Changing decimal type precision of a MySQL column on a big table

Ups! Maybe the requirements changed or maybe, just like me, you only later learned what precision means when defining decimal type for a mysql column. If you are like me, let me share something…

Imagine we have a rating column for a product. Before, the rating could be a decimal number between 1.0 and 5.0, now, we want to turn that into rating between 1.0 and 10.0. In the past, since we knew only one decimal point can be behind the number so we set precision to 1:

t.decimal :rating, precision: 1

Well – wrong assumption and since that was set and our table grew to million of records, now, we have a bit of an issue with the new requirement.

To clarify, precision for a decimal in mysql does not mean digits behind the decimal point – it includes all the digits and scale is what defines how many digits are after a decimal point. DECIMAL(M,N) says that M is the number of significant digits that are stored for values, and N represents the number of digits that can be stored following the decimal point.

So, to satisfy the new requirement, we need to modify `rating` column to have new decimal type – DECIMAL(3,1) (ex. 10.0 – 3 digits total, one after decimal point). Unfortunately, changing the type for the existing column will lock the table and we might experience downtime.

We could apply a different fix for this particular problem with ratings, but here we are learning how to change a decimal type of the column without the downtime so let’s focus on that.

So how do we go from what we have to the same named column with correct type? Well, here are the steps:

  1. Add new column with correct type 
  2. Update model to handle writing to both columns whenever possible 
  3. Migrate data for existing records to newly created column
  4. Rename old rating column to old_rating 
  5. Rename ‘rating_new` to rating
  6.  Remove custom getter and setter for rating
  7.  Celebrate!

Each of these steps will ensure the app is still running as expected while we switch from rating (incorrect type) to rating_new (correct_type) and then back to rating column but now with correct type.

Add new column with correct type

t.decimal :rating_new, precision: 3, decimal: 1

Handle writing to new column

Model should now understand that both columns are to be written to. And we make it safe around deploys by always making sure the column exist before we save.

This gives us necessary freedom for the deploy and for later changes on the name of the column.

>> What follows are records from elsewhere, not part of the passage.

Issue #13988, opened 2023-05-15
Changing icons for IE-entities throws TypeError


b21phiro:
## Description
When setting an icon to the line for IE-entities a ``TypeError`` error is thrown, and the icon is not displayed.

Figure 1.
<img width="523" alt="image" src="https://github.com/HGustavs/LenaSYS/assets/45258330/b214380f-ff97-4a20-9c32-a63e5d24d30e">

In the model `/app/models/product.rb`

def rating=(value)	
  raise_rating_save_error = true	

  if Product.column_names.include?('rating_new')	
    write_attribute(:rating, value)	
    raise_rating_save_error = false	
  end	

  if Product.column_names.include?('rating')	
    if value.to_d < 10 || raise_rating_save_error	
      write_attribute(:rating, value)	
    end	
  end	
end

A simple test for the methods could look like:

# Minitest
test "Storing rating under 9, stores to both rating and rating new" do 
  rating = 9  
  product = create(:product, rating: rating) 

  if Product.column_names.include?('rating') 
    assert_equal rating, product[:rating]  
    assert_equal rating, product.rating  
  end 

  if Product.column_names.include?('rating_new') 
    assert_equal rating, product[:rating_new]  
    assert_equal rating, product.rating_new  
  end 
end 

And for reading we taking raiting_new first whenever possible:

def rating	
  self[:rating_new] || self[:rating]	
end

Migrate data for existing records to newly created column

We need to make sure all the data from rating is now present also in the rating_new, we can use whatever approach to data migrations we want – rake task is the simplest and it could look something like:

desc 'Copy product rating to rating_new'
task copy_rating_to_rating_new: :environment do
  Product.where(rating_new: nil).where.not(rating: nil).find_each do |product|
    # choose strategy for updating 
    # background job / direct update
  end
end

Rename old rating column to old_rating 

rename_column :products, :rating, old_rating

Rename rating_new to rating

rename_column :products, :rating_new, rating

 Remove custom getter and setter for rating

Now that we have rating with the correct decimal type, we can remove all the additional code in /app/models/product.rb and /test/models/product.rb

 Celebrate!

Yay! Things work. There is still the old_rating column that we might want to remove in the maintenance window, bu at least for now, we can accept more refined ratings. The old rating column has still the same old name with new precision!